**Goal of the exercise**
Answer with the number of lines in the records that contain "weight" and with nothing else.

+ + + +

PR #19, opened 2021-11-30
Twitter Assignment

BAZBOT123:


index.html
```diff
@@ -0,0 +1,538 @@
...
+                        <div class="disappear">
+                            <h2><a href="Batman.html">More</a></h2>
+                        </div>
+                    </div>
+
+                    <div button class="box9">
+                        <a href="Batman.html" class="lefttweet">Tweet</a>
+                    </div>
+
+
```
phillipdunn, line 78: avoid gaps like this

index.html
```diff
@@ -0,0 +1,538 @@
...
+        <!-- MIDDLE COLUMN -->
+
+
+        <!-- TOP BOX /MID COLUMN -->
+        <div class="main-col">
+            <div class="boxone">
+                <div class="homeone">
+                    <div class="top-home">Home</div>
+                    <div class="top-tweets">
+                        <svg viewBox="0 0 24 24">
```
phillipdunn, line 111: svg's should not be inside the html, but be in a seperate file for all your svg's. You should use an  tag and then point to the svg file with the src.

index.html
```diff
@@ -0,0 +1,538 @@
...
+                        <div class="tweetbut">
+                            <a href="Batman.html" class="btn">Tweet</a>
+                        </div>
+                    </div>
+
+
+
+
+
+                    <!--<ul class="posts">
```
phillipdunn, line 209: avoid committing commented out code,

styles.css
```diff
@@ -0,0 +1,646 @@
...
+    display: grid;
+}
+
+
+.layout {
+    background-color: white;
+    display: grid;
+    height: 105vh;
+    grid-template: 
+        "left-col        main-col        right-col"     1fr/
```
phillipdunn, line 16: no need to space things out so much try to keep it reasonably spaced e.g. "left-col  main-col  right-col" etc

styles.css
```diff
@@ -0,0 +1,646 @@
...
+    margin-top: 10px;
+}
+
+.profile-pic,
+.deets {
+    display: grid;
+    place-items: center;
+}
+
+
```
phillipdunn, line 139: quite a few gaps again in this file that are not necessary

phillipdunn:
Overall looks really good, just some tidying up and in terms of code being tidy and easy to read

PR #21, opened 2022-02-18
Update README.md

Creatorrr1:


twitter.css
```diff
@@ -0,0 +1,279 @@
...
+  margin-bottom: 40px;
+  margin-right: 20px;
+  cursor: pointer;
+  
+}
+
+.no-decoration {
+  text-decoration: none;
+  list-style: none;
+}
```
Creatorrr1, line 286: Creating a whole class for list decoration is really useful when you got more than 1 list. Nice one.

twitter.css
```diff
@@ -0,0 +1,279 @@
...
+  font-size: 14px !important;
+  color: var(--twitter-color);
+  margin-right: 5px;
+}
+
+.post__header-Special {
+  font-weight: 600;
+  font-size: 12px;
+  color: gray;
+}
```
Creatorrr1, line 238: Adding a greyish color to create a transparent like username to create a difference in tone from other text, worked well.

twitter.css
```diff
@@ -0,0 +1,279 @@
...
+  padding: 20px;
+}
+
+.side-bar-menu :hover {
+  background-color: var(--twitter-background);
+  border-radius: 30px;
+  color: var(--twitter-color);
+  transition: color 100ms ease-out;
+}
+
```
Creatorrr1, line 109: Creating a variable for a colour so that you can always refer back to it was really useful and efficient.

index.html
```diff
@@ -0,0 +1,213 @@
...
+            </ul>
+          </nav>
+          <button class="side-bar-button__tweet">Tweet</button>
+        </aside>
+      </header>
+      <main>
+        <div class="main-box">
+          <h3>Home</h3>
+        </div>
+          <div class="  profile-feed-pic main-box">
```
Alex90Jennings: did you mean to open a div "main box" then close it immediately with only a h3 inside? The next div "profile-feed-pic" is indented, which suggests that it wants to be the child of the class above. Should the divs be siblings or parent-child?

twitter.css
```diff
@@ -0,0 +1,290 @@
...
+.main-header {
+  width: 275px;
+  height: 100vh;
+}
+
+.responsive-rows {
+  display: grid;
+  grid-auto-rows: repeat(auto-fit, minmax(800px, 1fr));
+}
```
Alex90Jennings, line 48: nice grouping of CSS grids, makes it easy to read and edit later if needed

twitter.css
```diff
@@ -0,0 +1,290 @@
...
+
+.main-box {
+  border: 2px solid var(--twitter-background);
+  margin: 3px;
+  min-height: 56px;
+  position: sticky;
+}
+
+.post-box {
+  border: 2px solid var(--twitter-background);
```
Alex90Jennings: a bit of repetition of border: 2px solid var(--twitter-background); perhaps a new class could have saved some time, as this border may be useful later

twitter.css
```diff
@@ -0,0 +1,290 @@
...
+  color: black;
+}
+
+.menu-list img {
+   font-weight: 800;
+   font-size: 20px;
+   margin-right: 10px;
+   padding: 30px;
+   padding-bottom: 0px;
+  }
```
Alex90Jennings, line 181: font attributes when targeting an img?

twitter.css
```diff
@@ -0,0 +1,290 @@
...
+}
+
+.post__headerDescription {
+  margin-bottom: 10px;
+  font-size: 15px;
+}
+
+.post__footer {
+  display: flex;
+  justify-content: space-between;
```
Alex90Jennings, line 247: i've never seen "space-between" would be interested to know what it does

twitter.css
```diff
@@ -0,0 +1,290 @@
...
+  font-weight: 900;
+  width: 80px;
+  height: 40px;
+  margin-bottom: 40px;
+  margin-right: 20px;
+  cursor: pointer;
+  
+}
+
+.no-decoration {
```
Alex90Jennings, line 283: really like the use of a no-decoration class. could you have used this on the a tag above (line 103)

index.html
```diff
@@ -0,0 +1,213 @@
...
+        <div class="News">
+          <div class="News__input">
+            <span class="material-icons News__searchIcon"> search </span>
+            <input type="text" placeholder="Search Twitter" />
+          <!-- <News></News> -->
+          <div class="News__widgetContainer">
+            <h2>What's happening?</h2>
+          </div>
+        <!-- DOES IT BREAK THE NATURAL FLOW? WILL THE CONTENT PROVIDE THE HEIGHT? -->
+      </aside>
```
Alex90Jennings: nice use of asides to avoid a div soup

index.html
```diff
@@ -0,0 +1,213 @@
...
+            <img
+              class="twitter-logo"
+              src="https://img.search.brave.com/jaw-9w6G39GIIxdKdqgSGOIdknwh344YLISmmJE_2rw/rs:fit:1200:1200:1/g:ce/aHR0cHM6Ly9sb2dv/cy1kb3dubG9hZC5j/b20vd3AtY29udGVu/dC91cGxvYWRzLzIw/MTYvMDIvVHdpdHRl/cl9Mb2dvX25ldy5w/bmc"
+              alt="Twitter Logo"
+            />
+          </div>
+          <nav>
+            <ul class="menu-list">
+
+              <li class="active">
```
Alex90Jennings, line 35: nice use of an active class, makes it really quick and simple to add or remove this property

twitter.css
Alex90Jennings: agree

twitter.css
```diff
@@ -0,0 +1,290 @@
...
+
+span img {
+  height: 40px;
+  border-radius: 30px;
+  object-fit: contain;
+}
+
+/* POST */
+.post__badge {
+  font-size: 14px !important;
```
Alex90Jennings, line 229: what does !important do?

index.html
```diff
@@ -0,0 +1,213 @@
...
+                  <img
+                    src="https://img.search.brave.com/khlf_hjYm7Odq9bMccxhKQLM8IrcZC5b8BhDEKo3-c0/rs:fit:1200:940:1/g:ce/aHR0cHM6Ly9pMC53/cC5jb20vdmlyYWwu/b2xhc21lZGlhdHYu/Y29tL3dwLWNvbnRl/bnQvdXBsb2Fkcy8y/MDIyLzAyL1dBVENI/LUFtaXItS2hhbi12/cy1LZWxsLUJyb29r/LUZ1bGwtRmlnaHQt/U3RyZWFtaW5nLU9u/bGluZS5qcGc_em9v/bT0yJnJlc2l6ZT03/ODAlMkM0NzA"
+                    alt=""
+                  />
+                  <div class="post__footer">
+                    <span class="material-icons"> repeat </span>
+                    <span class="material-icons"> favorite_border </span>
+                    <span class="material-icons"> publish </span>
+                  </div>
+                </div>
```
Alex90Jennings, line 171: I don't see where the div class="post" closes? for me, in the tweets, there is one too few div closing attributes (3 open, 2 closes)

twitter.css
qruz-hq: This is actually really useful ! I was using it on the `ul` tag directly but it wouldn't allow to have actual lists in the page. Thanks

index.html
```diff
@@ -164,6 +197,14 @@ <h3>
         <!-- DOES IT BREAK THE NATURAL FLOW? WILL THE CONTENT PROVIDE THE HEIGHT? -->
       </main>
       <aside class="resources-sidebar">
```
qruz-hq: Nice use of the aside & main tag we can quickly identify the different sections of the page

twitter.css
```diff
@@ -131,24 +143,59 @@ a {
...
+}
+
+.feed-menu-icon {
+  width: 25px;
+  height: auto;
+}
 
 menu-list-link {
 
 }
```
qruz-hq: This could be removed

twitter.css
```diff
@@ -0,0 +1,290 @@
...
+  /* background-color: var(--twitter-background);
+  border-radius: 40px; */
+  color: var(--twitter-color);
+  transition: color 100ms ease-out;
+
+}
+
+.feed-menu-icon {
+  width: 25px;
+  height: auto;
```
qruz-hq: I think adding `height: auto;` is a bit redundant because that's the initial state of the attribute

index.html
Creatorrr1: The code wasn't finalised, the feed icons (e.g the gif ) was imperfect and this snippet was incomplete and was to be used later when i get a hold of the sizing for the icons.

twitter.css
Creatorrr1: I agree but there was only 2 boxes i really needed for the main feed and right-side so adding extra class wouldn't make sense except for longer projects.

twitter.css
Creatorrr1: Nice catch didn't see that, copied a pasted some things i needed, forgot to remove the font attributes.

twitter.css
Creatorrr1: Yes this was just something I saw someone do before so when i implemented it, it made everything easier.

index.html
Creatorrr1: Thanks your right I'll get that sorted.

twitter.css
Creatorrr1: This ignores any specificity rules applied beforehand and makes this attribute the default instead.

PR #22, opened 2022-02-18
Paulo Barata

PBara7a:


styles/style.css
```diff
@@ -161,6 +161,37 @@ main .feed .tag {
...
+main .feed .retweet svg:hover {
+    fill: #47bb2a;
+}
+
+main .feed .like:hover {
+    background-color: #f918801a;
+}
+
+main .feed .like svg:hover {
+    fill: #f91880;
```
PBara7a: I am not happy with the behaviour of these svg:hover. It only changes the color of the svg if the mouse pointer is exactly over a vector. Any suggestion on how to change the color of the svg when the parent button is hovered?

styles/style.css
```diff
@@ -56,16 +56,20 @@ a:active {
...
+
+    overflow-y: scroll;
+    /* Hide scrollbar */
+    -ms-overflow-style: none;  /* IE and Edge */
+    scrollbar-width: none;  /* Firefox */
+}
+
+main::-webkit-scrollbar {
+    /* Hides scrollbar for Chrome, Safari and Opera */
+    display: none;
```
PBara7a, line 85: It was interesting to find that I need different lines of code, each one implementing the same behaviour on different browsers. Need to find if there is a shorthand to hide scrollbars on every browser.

+ + + +

**Answer to the problem**
3